“And Their Numbers Were Few”

“And it came to pass that I beheld the church of the Lamb of God, and its numbers were few….” – 1 Nephi 14:12

Here’s a common question that LDS members have probably heard and have probably asked for themselves: if the Church is true, why are our numbers so few? How can the vehicle that is meant to bless the world be such a tiny, inconspicuous speck? And for those of you born into the Church, here’s a corollary: What are the odds that out of all the religions on earth, I was actually born into the “true church” when it has far less than 1% of the earth’s population? If God intends to bless the whole world through the Church, the stats are not especially overwhelming. Not quite 15 million people in a world of 7 billion: we need to reach 70 million members just to get up to 1%.

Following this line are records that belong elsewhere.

PR #129, opened 2018-04-29
Improve detection of soap fault in http response

caspermeijn:
The soap 1.2 spec states that soap faults of type env:Sender should have
http status code 400 Bad request. The previous code assumed that all
soap error have status code 500 (which is true for soap 1.1). This
change tries to find a soap fault in the response data (regardless of
the http status code) and will return that if available. Else it will
fallback to the generic fault based on the response error.

### DIFF
--- a/src/KDSoapClient/KDSoapPendingCall.cpp
+++ b/src/KDSoapClient/KDSoapPendingCall.cpp
@@ -109,17 +109,26 @@ void KDSoapPendingCall::Private::parseReply()
 
     if (!data.isEmpty()) {
         KDSoapMessageReader reader;
-        reader.xmlToMessage(data, &replyMessage, 0, &replyHeaders);
+        reader.xmlToMessage(data, &replyMessage, 0, &replyHeaders, this->soapVersion);
     }
 
     if (reply->error()) {
-        if (!replyMessage.isFault())
-        {
+        if (!replyMessage.isFault()) {
             replyHeaders.clear();
             replyMessage = KDSoapMessage();
             replyMessage.setFault(true);
-            replyMessage.addArgument(QString::fromLatin1("faultcode"), QString::number(reply->error()));
-            replyMessage.addArgument(QString::fromLatin1("faultstring"), reply->errorString());
+            if (this->soapVersion == KDSoapClientInterface::SOAP1_2) {
+                replyMessage.setNamespaceUri(QString::fromLatin1("http://www.w3.org/2003/05/soap-envelope"));
+                KDSoapValueList codeValueList;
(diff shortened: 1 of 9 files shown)


src/KDSoapClient/KDSoapPendingCall.cpp
```diff
@@ -124,4 +111,15 @@ void KDSoapPendingCall::Private::parseReply()
         KDSoapMessageReader reader;
         reader.xmlToMessage(data, &replyMessage, 0, &replyHeaders);
     }
+
+    if (reply->error()) {
+        if(!replyMessage.isFault())
```
dfaure-kdab: missing space after if

src/KDSoapClient/KDSoapPendingCall.cpp
```diff
@@ -124,4 +111,15 @@ void KDSoapPendingCall::Private::parseReply()
...
+        {
+            replyHeaders.clear();
+            replyMessage = KDSoapMessage();
+            replyMessage.setFault(true);
+            replyMessage.addArgument(QString::fromLatin1("faultcode"), QString::number(reply->error()));
```
dfaure-kdab: That's not very SOAP-1.2, is it? ;-)
Don't you need to update this to the 1.2 elements for faults (depending on the soap version set in KDSoapClientInterface), so this works with your other commit?

caspermeijn: yes, you are right, this is not very SOAP 1.2. I was just trying to make it work in my situation :-) 
What would be the best way to make the version available in this function? I ask this because it is very easy to create a circular dependency between KDSoapPendingCall and KDSoapClientInterface.

dfaure-kdab: One solution would be to pass it as int and cast it, but that's ugly.
A better solution is to set it directly into the private class, bypassing the public API:
http://www.kdab.com/~dfaure/2017/0001-Pass-SOAP-version-to-KDSoapPendingCall.patch
Feel free to integrate this patch into yours.
Thanks!

caspermeijn: I added a second commit to support the SOAP 1.2 faults. I added this to the message reader as well. And I added unit tests for both changes and both soap versions.

dfaure-kdab: Ah, you didn't push the updated commits to this merge request, but I found the commits in your branch. They look good, I'll merge them.

Hmm, if soap-1.2 says faults don't use http status code 500, then KDSoapServerSocket.cpp needs an update as well... Are you interested in fixing the server side too?

dfaure-kdab:
All merged, thanks.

These are fair questions. If you’re a member of the Church, you are among a very tiny fraction of the earth’s inhabitants. What are the chances of that, if you think about it? Well, if you’re a member of the Church, the odds are actually 100%. Something highly improbable has happened: you’re a member, congratulations! But some people do the math and conclude that given how small our membership is, it is hopelessly improbably that this is the Church that God has created in the last days. And so they walk away from the pearl of great price before them and the precious opportunity they had to live and share the Gospel, just adding to the numbers problem with the subtraction of their faith.

The improbabilities really start to multiply when you look at the big picture of human life on planet earth. This planet, so perfect for our needs, is wildly improbable. But it’s the universe itself that stirs me with improbable wonder. It is so improbable that the fundamental forces of nature could be so fine tuned as to allow a universe to exist that isn’t all black holes or scattered dust, in which stars can exist with orbiting planets, where the wonders of the water molecule and the carbon atom can even be found. Even if we take the existence of an Omniscient God for granted, I am honestly astounded and delighted, of course, that a solution was even possible, that within the parameters governing space and matter, a combination could be found that would allow all this, the glories of the cosmos and of life on planet earth, to even be creatable. It is so improbable! Yet here we are, in this spectacular mortal journey, able to choose and think and love, and able to be tempted to disregard it all and walk away from the even greater wonders prepared for us in the future.

The numbers problem gets worse when you think about the scope of history. Why are we so lucky to have been born after Christ came, and to have heard about Him and hear His message? Christianity, by the way, is a minority religion, if numbers worry you, and was especially so when Christ began His ministry. A whole planet of people, yet in only one microscopic spot of real estate in Palestine was He sent to bring His message–as far as we know from the New Testament. We get significant added hope from the Book of Mormon, where we learn that Christ also ministered to other parts of the world, including another tiny peace of real estate in the New World, and where we learn that God has spoken to other parts of scattered Israel whose records we do not yet have. However, even multiplying these brief moments of divine contact with humanity several fold still leaves billions who lived and died without ever hearing of Jesus Christ and the beauty of His Gospel. What of them? And why among the vast concourses of humanity are we few so lucky?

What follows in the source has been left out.